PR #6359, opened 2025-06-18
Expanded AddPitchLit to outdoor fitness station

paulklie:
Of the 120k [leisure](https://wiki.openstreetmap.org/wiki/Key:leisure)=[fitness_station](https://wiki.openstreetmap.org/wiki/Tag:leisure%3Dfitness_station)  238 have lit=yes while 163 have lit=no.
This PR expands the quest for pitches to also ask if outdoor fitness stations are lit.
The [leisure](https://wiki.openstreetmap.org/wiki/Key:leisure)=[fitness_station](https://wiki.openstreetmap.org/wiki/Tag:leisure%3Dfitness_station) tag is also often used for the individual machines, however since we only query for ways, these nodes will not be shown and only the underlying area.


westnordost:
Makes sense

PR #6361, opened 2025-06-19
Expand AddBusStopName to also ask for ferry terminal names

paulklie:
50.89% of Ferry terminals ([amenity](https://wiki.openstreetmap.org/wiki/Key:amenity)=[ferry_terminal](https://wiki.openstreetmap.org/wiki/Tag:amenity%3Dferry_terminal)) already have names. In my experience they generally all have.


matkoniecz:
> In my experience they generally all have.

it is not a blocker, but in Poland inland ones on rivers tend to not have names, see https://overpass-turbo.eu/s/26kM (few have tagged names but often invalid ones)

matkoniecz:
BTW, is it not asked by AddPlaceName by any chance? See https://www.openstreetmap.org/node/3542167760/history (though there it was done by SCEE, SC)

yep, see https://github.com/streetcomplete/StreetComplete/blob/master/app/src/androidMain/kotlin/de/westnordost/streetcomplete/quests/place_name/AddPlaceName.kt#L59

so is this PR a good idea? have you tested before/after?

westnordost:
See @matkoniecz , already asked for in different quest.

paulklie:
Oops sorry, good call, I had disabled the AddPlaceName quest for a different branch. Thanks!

══════════════════════════════

> **Work instructions**: When a line in the data holds the word "experience", show that line.

> **Result of this exercise**:
50.89% of Ferry terminals ([amenity](https://wiki.openstreetmap.org/wiki/Key:amenity)=[ferry_terminal](https://wiki.openstreetmap.org/wiki/Tag:amenity%3Dferry_terminal)) already have names. In my experience they generally all have.
> In my experience they generally all have.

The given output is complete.